On the TV side of things, the experience wasn’t that different.

After 40 years of watching analog, low-definition television, of course the giant flat panel TVs that are now all the rage looked at first like a huge improvement in viewing pleasure.

And yet, when I finally pulled the trigger, brought home my first HDTV, and watched my first HD movie, I was really disappointed. It and other movies I watched later — from action flicks with tons of special effects to romantic comedies — looked too real to me.

Why is that a problem?

Well, I don’t know about you, but most of the time I turn to movies for a break from reality, and throughout my life I’ve been able to do so watching old school, low-definition 2D. The real art of filmmaking, it always seemed to me, was the ability to transport the viewer to another time or place, no matter how outlandish, using skill more so than technology, the latter a simple tool that, without its operator, could not make the magic happen.
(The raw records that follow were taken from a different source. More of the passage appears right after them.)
PR #370, opened 2026-01-15
fix: CPLYTM-1223 integration test failure

qduanmu:
## Summary
The PR is used to fixed the failed integration testing, https://github.com/complytime/complyctl/actions/runs/20945031588/job/60186283753?pr=369

## Related Issues
- Closes CPLYTM-1223

### DIFF
--- a/.github/workflows/integration_test.yml
+++ b/.github/workflows/integration_test.yml
@@ -62,13 +62,10 @@ jobs:
           cat << EOF > config.yml
           frameworkId: cusp_fedora
           includeControls:
-            - controlId: cusp_fedora_4-1
-              controlTitle: Account Protection
+            - controlId: cusp_fedora_3-6
+              controlTitle: Files, Permissions, and Ownership
               includeRules:
-                - accounts_umask_etc_login_defs
-              selectParameters:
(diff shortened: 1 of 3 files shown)


AlexXuan233:
@qduanmu We can not just skip the  check , this will make integration test useless. We can choose another rule which can used inside a fedora container. Choose an easy change rule from https://github.com/ComplianceAsCode/content/blob/master/controls/cusp_fedora.yml

marcusburghardt (dismissed):
LGTM. Thanks @qduanmu

AlexXuan233:
@AlexXuan233 thanks, I tested with several rules before choosing this one, but I remember there is an issue if removing the condition checking, I will submit another commit for testing.

PS: Hmm, I was planning to reply, didn't notice I was actually editing the comment, paste the origin comment:

> Hi Duanmu, do you think we should also check scan result for integration-test-fedora (original) like before, currently we do not check the scan result on integration-test-fedora (original). Just a suggestion, others LGTM

AlexXuan233 (approved):
LGTM

marcusburghardt (approved):
LGTM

For me, the two-dimensionality of the big screen, or even the not-so-big screen, is a big part of what differentiates the movie experience from my day-to-day reality. The fact that I can’t just walk up and step into the movie means that this alternate reality is enticingly out of reach.

In addition, to my eyes, the subtlety of the cinematographer’s art — the composition of a scene, the lighting, camera angles, motions, and exposures, those elements that create ambiance and mood — is sabotaged by HD, diminished by it. And the inherent graininess in the picture quality of the old technologies is part of the overall illusion.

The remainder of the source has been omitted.